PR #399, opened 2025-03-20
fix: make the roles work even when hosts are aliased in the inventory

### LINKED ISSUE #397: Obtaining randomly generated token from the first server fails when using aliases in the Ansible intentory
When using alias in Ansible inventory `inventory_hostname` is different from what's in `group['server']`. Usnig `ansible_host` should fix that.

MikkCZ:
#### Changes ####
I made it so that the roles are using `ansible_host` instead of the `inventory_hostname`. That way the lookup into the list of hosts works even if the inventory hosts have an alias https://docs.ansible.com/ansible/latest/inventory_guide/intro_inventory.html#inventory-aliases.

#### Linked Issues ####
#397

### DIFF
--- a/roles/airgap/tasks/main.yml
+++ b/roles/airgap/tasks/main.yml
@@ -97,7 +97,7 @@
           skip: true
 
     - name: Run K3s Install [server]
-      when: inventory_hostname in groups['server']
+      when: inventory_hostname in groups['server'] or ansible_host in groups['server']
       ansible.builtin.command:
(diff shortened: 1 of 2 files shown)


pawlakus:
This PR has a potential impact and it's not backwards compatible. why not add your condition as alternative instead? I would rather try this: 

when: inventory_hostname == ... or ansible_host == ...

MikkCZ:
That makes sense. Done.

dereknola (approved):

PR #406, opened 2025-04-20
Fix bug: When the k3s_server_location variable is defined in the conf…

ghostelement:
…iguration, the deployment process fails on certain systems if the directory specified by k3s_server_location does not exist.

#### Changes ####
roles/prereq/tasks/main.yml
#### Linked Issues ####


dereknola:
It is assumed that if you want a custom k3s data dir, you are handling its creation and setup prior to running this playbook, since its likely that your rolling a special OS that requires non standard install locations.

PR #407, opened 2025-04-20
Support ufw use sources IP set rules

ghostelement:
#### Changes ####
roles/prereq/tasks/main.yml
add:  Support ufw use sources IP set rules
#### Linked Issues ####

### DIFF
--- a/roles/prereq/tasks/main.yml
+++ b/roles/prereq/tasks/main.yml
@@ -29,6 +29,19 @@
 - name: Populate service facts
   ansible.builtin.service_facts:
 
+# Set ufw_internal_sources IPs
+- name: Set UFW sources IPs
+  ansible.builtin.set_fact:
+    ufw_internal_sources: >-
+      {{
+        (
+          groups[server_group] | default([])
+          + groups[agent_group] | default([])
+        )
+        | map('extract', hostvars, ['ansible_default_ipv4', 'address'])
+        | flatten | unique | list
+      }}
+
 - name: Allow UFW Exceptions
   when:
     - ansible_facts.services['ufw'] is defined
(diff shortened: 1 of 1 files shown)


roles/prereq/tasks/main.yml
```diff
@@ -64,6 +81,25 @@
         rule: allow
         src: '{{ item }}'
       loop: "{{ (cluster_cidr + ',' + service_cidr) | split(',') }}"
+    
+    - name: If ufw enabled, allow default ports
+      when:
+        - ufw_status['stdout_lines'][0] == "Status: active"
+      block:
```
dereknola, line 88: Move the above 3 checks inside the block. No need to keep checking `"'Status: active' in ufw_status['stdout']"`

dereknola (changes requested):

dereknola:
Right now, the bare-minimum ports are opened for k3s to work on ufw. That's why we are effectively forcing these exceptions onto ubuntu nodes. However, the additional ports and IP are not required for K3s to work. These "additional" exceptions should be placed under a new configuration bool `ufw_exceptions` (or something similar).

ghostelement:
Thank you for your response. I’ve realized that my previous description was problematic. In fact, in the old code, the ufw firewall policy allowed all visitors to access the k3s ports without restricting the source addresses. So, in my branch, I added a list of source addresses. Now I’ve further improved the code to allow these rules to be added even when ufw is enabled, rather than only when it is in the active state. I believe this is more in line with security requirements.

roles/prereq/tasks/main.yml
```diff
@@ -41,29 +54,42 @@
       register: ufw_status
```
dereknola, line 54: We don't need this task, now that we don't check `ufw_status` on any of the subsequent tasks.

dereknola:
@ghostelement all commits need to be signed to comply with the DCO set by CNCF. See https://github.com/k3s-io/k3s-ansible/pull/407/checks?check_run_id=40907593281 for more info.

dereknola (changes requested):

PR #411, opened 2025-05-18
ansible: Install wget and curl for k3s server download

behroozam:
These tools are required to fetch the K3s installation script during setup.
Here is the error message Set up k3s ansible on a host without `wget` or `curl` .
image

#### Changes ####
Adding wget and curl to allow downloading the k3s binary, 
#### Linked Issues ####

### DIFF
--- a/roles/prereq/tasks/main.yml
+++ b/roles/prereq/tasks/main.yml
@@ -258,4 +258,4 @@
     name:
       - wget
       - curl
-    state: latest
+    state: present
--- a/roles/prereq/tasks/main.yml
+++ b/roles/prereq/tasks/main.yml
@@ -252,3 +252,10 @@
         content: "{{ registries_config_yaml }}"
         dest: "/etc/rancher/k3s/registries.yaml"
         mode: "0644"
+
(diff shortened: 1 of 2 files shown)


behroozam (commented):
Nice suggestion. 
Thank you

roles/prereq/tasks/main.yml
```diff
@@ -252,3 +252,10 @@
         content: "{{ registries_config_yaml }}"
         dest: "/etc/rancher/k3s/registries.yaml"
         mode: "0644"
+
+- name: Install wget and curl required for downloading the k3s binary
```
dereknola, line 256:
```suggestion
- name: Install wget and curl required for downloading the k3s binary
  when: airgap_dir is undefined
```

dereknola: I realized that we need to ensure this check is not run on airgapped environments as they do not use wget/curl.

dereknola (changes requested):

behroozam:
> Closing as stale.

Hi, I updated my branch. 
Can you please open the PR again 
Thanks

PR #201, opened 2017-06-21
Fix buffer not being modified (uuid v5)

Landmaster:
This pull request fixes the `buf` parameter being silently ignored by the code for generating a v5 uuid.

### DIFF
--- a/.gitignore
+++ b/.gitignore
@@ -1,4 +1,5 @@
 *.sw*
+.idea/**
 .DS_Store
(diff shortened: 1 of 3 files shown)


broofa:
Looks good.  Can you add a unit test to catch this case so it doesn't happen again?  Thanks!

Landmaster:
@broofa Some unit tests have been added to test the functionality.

==

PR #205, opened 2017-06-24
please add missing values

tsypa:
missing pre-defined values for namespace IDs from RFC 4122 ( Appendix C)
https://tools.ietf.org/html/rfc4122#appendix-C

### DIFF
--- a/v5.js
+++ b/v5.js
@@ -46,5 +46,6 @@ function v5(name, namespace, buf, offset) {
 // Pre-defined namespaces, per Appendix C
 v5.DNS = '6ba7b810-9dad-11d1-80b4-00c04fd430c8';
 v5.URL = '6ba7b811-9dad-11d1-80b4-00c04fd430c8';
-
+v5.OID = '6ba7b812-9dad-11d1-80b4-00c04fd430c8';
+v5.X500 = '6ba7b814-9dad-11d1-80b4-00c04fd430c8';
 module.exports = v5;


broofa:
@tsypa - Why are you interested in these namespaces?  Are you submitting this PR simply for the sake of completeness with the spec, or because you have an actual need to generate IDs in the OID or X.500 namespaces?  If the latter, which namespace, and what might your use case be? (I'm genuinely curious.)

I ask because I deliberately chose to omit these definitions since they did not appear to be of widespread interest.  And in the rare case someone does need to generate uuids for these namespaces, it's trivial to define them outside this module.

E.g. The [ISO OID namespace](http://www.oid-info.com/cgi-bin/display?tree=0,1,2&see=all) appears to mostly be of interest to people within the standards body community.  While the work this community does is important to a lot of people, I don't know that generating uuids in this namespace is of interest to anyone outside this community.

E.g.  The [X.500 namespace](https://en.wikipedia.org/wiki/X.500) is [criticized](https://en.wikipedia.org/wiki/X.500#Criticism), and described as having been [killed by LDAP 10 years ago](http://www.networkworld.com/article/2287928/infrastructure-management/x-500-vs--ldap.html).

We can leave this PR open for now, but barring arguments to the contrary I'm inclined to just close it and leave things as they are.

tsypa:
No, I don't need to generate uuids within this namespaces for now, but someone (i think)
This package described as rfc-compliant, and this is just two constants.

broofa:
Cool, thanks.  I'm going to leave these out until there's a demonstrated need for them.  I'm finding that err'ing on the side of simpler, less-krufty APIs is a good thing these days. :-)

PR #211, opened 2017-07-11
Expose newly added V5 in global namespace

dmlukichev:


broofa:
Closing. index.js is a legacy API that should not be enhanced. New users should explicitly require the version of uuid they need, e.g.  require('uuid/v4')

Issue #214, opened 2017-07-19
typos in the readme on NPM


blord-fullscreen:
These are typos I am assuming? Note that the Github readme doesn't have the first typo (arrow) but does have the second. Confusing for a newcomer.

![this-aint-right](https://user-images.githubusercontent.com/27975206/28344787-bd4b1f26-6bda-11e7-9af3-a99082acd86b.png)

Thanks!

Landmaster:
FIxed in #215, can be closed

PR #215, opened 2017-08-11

## Task statement
Using the entries above, give again exactly the lines from the line holding "fix: make the" through the line holding "ansible_host in groups['server']". Include both end lines and nothing else.

## Solved exercise
fix: make the roles work even when hosts are aliased in the inventory

### LINKED ISSUE #397: Obtaining randomly generated token from the first server fails when using aliases in the Ansible intentory
When using alias in Ansible inventory `inventory_hostname` is different from what's in `group['server']`. Usnig `ansible_host` should fix that.

MikkCZ:
#### Changes ####
I made it so that the roles are using `ansible_host` instead of the `inventory_hostname`. That way the lookup into the list of hosts works even if the inventory hosts have an alias https://docs.ansible.com/ansible/latest/inventory_guide/intro_inventory.html#inventory-aliases.

#### Linked Issues ####
#397

### DIFF
--- a/roles/airgap/tasks/main.yml
+++ b/roles/airgap/tasks/main.yml
@@ -97,7 +97,7 @@
           skip: true
 
     - name: Run K3s Install [server]
-      when: inventory_hostname in groups['server']
+      when: inventory_hostname in groups['server'] or ansible_host in groups['server']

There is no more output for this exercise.